Hydrogen is often thought of as a fuel for tomorrow, but with consensus its adoption could come sooner than many think, argues Stephan Uhrenbacher.
According to some parts of the industry, hydrogen as a fuel for commercial aviation is a distant prospect.
But the truth is, if you start with a turboprop aircraft, using an existing gas turbine engine, and operating in a regional environment, hydrogen use should be achievable in less than a decade, provided the industry fast-tracks its development.
Direct combustion of liquid hydrogen is the only real solution for the near-term decarbonisation of commercial aviation.
That might seem like a bold statement, but the alternatives are not practical if you want to move significant numbers of passengers on regional-length routes.
Take pure electric, for example. Here the range of an aircraft is massively restricted by the power density of today’s battery technology. Even with their current rate of improvement they will not be able to power a 70-seat regional turboprop for decades to come.
Hydrogen fuel cells, although zero-emission, have their own drawbacks, chiefly weight and heat.
A powertrain comprising fuel cells and an electric motor, plus all the additional components required – the so-called balance of plant – currently weighs about 10 times more than a typical modern gas turbine. And even the most optimistic weight-reduction scenarios suggest that a fuel-cell system will end up three times as heavy as a conventional engine.
Heat, however, is the real hot topic: while fuel cells at ideal scale can get to 60% efficiency, they still deliver about 40% excess heat, which somehow must be dissipated.
Unfortunately, fuel cells produce heat at low temperatures of about 80°C (176°F). This makes fuel cells ideal for combined cycle power stations providing heat and electricity for communities. In aviation, however, low temperature heat requires very large surface areas for cooling, which makes fuel cell aircraft challenging to design aerodynamically.
Few people are aware that gas turbines can run on pure hydrogen. Tests by NASA in the late 1950s proved the technology, and in the late years of the Soviet Union, a Tupolev Tu-155 airliner was converted to run partly on hydrogen.
Critics point to nitrous oxide (NOx) emissions from gas turbines, whereas a fuel cell is NOx-free. If hydrogen is used instead of jet fuel NOx is still a product of the combustion process, but this problem has been solved in other sectors: in gas fired power stations, NOx emissions have been reduced by a factor of 30 over the past decades.
While this effort has so far not been transferred to aviation, experts believe that a reduction at such scale is also possible in gas turbines powered by hydrogen.
Using a traditional airframe with a conventional engine allows us to focus on the key challenges of hydrogen, rather than becoming distracted by clean-sheet technology.
Hydrogen’s chief drawback is storage. While it has a high power to weight density, which makes it optimal for aviation, it also has a low power to volume density. Therefore, storage tanks need to be considerably larger than for jet fuel, unless the hydrogen is either compressed or cooled to a cryogenic state.
DEEP FREEZE
Cryogenic storage appears the most practical solution, although it will still require major investment to develop aviation-suitable tanks, a fuel distribution system, and a means of heating the hydrogen to a combustible state.

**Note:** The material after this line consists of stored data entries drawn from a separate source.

PR #14344, opened 2024-06-12
input.conf: make Alt+BS reset panscan

guidocella:
It makes sense to reset panscan along with the zoom because it is a kind of zoom.


Dudemanguy (approved):
Logical

PR #14367, opened 2024-06-15
editorconfig: punish tab usage

na-na-hi:
This makes tab width to 7 on GitHub web UI and supported editors, making it impossible to use tabs to match the existing 4 space indentation.


kasper93:
Good idea I guess, it is not really visible in github review UI if they are tabs or spaces currently.

kasper93 (approved):

PR #86, opened 2023-11-15
chore(java): custom strategies implementation

gastonfournier:
- Custom strategies implementation and testing
- SLF4J API for logging without an implementation (if available in the classpath it should pick it up and output logs)


java-engine/src/test/resources/impression-data-tests.json
```diff
@@ -17,6 +17,13 @@
       "strategies": [{
         "name": "default"
       }]
+    },
+    {
+      "name": "with.impression.data.undefined",
+      "enabled": true,
+      "strategies": [{
+        "name": "default"
+      }]
```
gastonfournier, line 26: @daveleek an additional case

java-engine/src/test/resources/custom-strategy-tests.json
```diff
@@ -0,0 +1,87 @@
+{
+  "version": 2,
+  "features": [
+    {
+      "name": "Feature.Custom.Strategies",
```
gastonfournier, line 5: This file is the same as .Net, we should move it to a common place.

java-engine/src/main/java/io/getunleash/engine/UnleashEngine.java
```diff
@@ -7,39 +7,77 @@
...
+            this.customStrategies =
+                    new CustomStrategies(
+                            customStrategies.stream()
+                                    .filter(
+                                            strategy -> {
+                                                if (builtInStrategies.contains(
+                                                        strategy.getName())) {
+                                                    log.warn(
+                                                            "Custom strategy {} is already a built-in strategy. Skipping.",
+                                                            strategy.getName());
```
sighphyre, line 54: This indentation tho. Is this normal? This is what the formatter wants?

java-engine/src/main/java/io/getunleash/engine/UnleashEngine.java
```diff
@@ -88,7 +126,7 @@ private <T> T read(Pointer pointer, TypeReference<T> clazz) {
             try {
                 return mapper.readValue(str, clazz);
             } catch (IOException e) {
-                System.out.println("Failed to parse response from Yggdrasil: " + str);
+                log.error("Failed to parse response from Yggdrasil: {}", str, e);
```
sighphyre, line 129: ❤️

java-engine/src/test/java/io/getunleash/engine/UnleashEngineTest.java
```diff
@@ -44,6 +49,43 @@ public static String loadFeaturesFromFile(String filePath) {
         }
     }
 
+    static IStrategy alwaysTrue =
```
sighphyre, line 52: Wow, I've been away from Java a long time, I didn't even know you could do this now!

java-engine/src/test/java/io/getunleash/engine/UnleashEngineTest.java
```diff
@@ -197,45 +239,81 @@ void testMetrics() throws YggdrasilError {
...
+    @ParameterizedTest
+    @MethodSource("customStrategiesInput")
+    void customStrategiesRequired_whenNotConfigured_returnsFalse(
+            List<IStrategy> customStrategies,
+            String featureName,
+            Context context,
+            boolean expectedIsEnabled)
+            throws Exception {
+        UnleashEngine customEngine =
+                new UnleashEngine(new YggdrasilFFI("../target/release"), customStrategies);
```
sighphyre, line 268: Next thing to poke at I think. We should get away from yeeting native paths at the engine soonish

java-engine/src/main/java/io/getunleash/engine/CustomStrategies.java
```diff
@@ -0,0 +1,151 @@
...
+import com.fasterxml.jackson.core.type.TypeReference;
+import com.fasterxml.jackson.databind.DeserializationFeature;
+import com.fasterxml.jackson.databind.ObjectMapper;
+import java.util.*;
+import java.util.stream.Collectors;
+import java.util.stream.Stream;
+import org.slf4j.Logger;
+import org.slf4j.LoggerFactory;
+
+class CustomStrategies {
```
sighphyre, line 18: This name is a little off to my eyes. This doesn't tell me a lot about what it does. It especially looks weird for a class called CustomStrategies to take a parameter called customStrategies in its constructor.

CustomStrategyHandler? Dunno if I like that but it tells me more about what this does

java-engine/src/main/java/io/getunleash/engine/CustomStrategies.java
```diff
@@ -0,0 +1,151 @@
...
+
+    private Map<String, List<MappedStrategy>> featureStrategies = new HashMap<>();
+
+    public CustomStrategies(Stream<IStrategy> customStrategies) {
+        this.mapper = new ObjectMapper();
+        this.mapper.configure(DeserializationFeature.FAIL_ON_UNKNOWN_PROPERTIES, false);
+        this.registeredStrategies = customStrategies.collect(toMap(IStrategy::getName, identity()));
+    }
+
+    public void takeState(String toggles) {
```
sighphyre, line 32: Also think this name could use some love. updateCustomStrategies maybe? It's too close to the Yggdrasil core takeState to my eyes

sighphyre (approved):
Nice! I've left some suggestions but I think they're optional

java-engine/src/main/java/io/getunleash/engine/UnleashEngine.java
gastonfournier: Yeah, I don't like it either. I'm going to look into more detailed configuration of spotless to make it look better. I just took the defaults for now

java-engine/src/test/java/io/getunleash/engine/UnleashEngineTest.java
gastonfournier: Oh, those constructors are not public, they're just for tests. The public ones: https://github.com/Unleash/yggdrasil/blob/5eabc28e6d6c55aea6b293605aae006fa3bda9e2/java-engine/src/main/java/io/getunleash/engine/UnleashEngine.java#L25-L31

java-engine/src/main/java/io/getunleash/engine/CustomStrategies.java
gastonfournier: Yes, I carried this over from .Net, I was unsure about this name. I like your proposal but let me do some thinking before stamping that name :D

java-engine/src/main/java/io/getunleash/engine/CustomStrategies.java
gastonfournier: Yes, it was intentional, because it happens on take state. I don't like that CustomStrategies now have to know about the shape of toggles input, because that's duplicated in Yggdrasil and will be replicated in all Engines... I was thinking how to solve this problem but we should probably talk about this

java-engine/src/test/java/io/getunleash/engine/UnleashEngineTest.java
sighphyre: Okay yeah that's fair!

java-engine/src/main/java/io/getunleash/engine/CustomStrategies.java
sighphyre: Yeah I hate it too. I don't have a better suggestion right now though. My ideal scenario is we throw away custom strategies which will make this go away

This is basically a hack to get us over the line and put us in a place where we can do that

In addition, the infrastructure required to get hydrogen to airports also needs to be addressed – there is no point promoting hydrogen-powered aircraft if fuel availability restricts it to one or two locations.
Lastly, public perception around the risks of hydrogen – the Hindenburg factor, if you like – needs to be tackled. Hydrogen buses, trains and trucks are already operating safely in cities around the world. Properly designed, a hydrogen storage system will actually be safer than equivalent kerosene fuel tanks, posing significantly less risk to passengers in case of a tank rupture.
So while challenges remain to hydrogen’s adoption, none are insurmountable. If the industry puts its weight behind the technology, it could come sooner than you think.
Stephan Uhrenbacher is an entrepreneur, investor, and co-founder and chief executive of Hamburg-based business accelerator Sustainable Aero Lab.